→ Record excerpts
PR #548, opened 2023-11-23
Adding a periods overlap helper

Beckyrose200:

This PR is focused on adding a helper method for the two-part-tariff work. The helper method is used to determine if two dates it has been given overlap or not.


app/lib/general.lib.js
```diff
@@ -27,6 +27,30 @@ function generateUUID () {
   return randomUUID({ disableEntropyCache: true })
 }
 
+/**
+ * Checks if any of the periods in checkPeriods overlap with any period in referencePeriods
+ * @param {*} referencePeriods Array of objects representing periods with startDate and endDate properties
+ * @param {*} checkPeriods Array of objects representing periods to check with startDate and endDate properties
+ * @returns Returns true if there is an overlap, otherwise false
```
Cruikshanks, line 34: I think there are a few things we can tidy up in the comments

```suggestion
 * Tests if one set of periods (represented by a start and end date) overlaps with another
 *
 * Added as part of two-part tariff and the need to match returns and lines to charge elements. A common complication in
 * WRLS is the need to convert an abstract period, for example '1 Nov to 31 Mar' to a concrete period (2023-11-01 to
 * 2024-03-31). It gets even more complex when the period crosses over another, for example the start or end of a
 * billing period. Then the only way to represent the abstract period in a usable way is as 2 separate periods. Hence
 * this service deals with arrays of periods.
 * 
 * > See the comments for `DetermineAbstractionPeriodService` to better understand the complexity of going from
 * > abstract to concrete periods
 * 
 * Then there are times we need to test if the periods of one thing overlap with another. In two-part tariff that's the
 * abstraction periods of a charge element with those of a return. If _any_ of the periods overlap then the return is
 * 'matched' and can be allocated to the charge element.
 * 
 * This method iterates through the `referencePeriods`. It then filters the `checkPeriods` by testing if any of them
 * overlap with the `referencePeriod`. If any do `checkPeriods.filter()` will return a non-empty array at which point
 * `periodsOverlap()` will return `true`.
 * 
 * Else, having compared all the `checkPeriods` against each `referencePeriod` and finding no overlaps the function will
 * return false.
 *
 * @param {Object[]} referencePeriods Each period is an object containing a `startDate` and `endDate` property
 * @param {Object[]} checkPeriods Each period is an object containing a `startDate` and `endDate` property. These
 * periods will be checked against the `referencePeriods for any overlaps
 *
 * @returns {boolean} Returns true if there _any_ check period overlaps with a reference period, else false
```

test/lib/general.lib.test.js
```diff
@@ -48,4 +48,49 @@ describe('RequestLib', () => {
       expect(result).to.equal('2015-10-21T20:31:57.000Z')
     })
   })
+
+  describe('#periodsOverlap', () => {
+    let referencePeriod
+    let checkPeriod
+
+    describe('when given dates that do not overlap', () => {
```
Cruikshanks, line 56: Because we name the params `fooPeriods` I'd suggest tweaking the `describe`

```suggestion
    describe('when given periods that do not overlap', () => {
```

test/lib/general.lib.test.js
```diff
@@ -48,4 +48,49 @@ describe('RequestLib', () => {
...
+      })
+
+      it('returns false', () => {
+        const result = GeneralLib.periodsOverlap(referencePeriod, checkPeriod)
+
+        expect(result).to.equal(false)
+      })
+    })
+
+    describe('when given dates that do overlap', () => {
```
Cruikshanks, line 76: Because we name the params `fooPeriods` I'd suggest tweaking the `describe`

```suggestion
    describe('when given periods that do overlap', () => {
```

test/lib/general.lib.test.js
```diff
@@ -48,4 +48,49 @@ describe('RequestLib', () => {
       expect(result).to.equal('2015-10-21T20:31:57.000Z')
     })
   })
+
+  describe('#periodsOverlap', () => {
```
Cruikshanks, line 52: I think to cover all bases there are a few more scenarios we could add that would hopefully answer any questions someone had about what this function does in certain scenarios.

These are my suggestions for the scenarios to cover

- when there is no overlap (you've already got this)
  - `referencePeriod = [{ startDate: new Date('2023-02-01'), endDate: new Date('2023-02-28') }]`
  - `checkPeriod = [{ startDate: new Date('2023-01-01'), endDate: new Date('2023-01-31') }]`
- when a check period overlaps the start of a reference period
  - `referencePeriod = [{ startDate: new Date('2023-02-01'), endDate: new Date('2023-02-28') }]`
  - `checkPeriod = [{ startDate: new Date('2023-01-15'), endDate: new Date('2023-02-15') }]`
- when a check period overlaps the end of a reference period
  - `referencePeriod = [{ startDate: new Date('2023-01-01'), endDate: new Date('2023-01-31') }]`
  - `checkPeriod = [{ startDate: new Date('2023-01-15'), endDate: new Date('2023-02-15') }]`
- when a reference period is _completely_ inside a check period
  - `referencePeriod = [{ startDate: new Date('2023-02-01'), endDate: new Date('2023-02-15') }]`
  - `checkPeriod = [{ startDate: new Date('2023-01-01'), endDate: new Date('2023-02-28') }]`
- when a check period is _completely_ inside a reference period
  - `referencePeriod = [{ startDate: new Date('2023-01-01'), endDate: new Date('2023-02-28') }]`
  - `checkPeriod = [{ startDate: new Date('2023-02-01'), endDate: new Date('2023-02-15') }]`
- when the periods are the same
  - `referencePeriod = [{ startDate: new Date('2023-02-01'), endDate: new Date('2023-02-28') }]`
  - `checkPeriod = [{ startDate: new Date('2023-02-01'), endDate: new Date('2023-02-28') }]`

Cruikshanks (changes requested):
I think we can expand the comments a bit more and fill in the details about the params (see [JSDoc comments](https://github.com/DEFRA/water-abstraction-team/blob/main/coding_conventions.md#jsdoc-comments) for notes/tips).

And though I know (or I think I do) what the function would do given certain scenarios I think it'd help to have them explicitly set out in the unit tests. I've provided the ones I can think of along with some suggested period dates to use.

Jozzey (approved):

Cruikshanks (approved):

→ Aim of the task
Wherever the word "true" occurs in the data above, copy the line it sits in.

→ Solution
   return randomUUID({ disableEntropyCache: true })
+ * @returns Returns true if there is an overlap, otherwise false
 * `periodsOverlap()` will return `true`.
 * @returns {boolean} Returns true if there _any_ check period overlaps with a reference period, else false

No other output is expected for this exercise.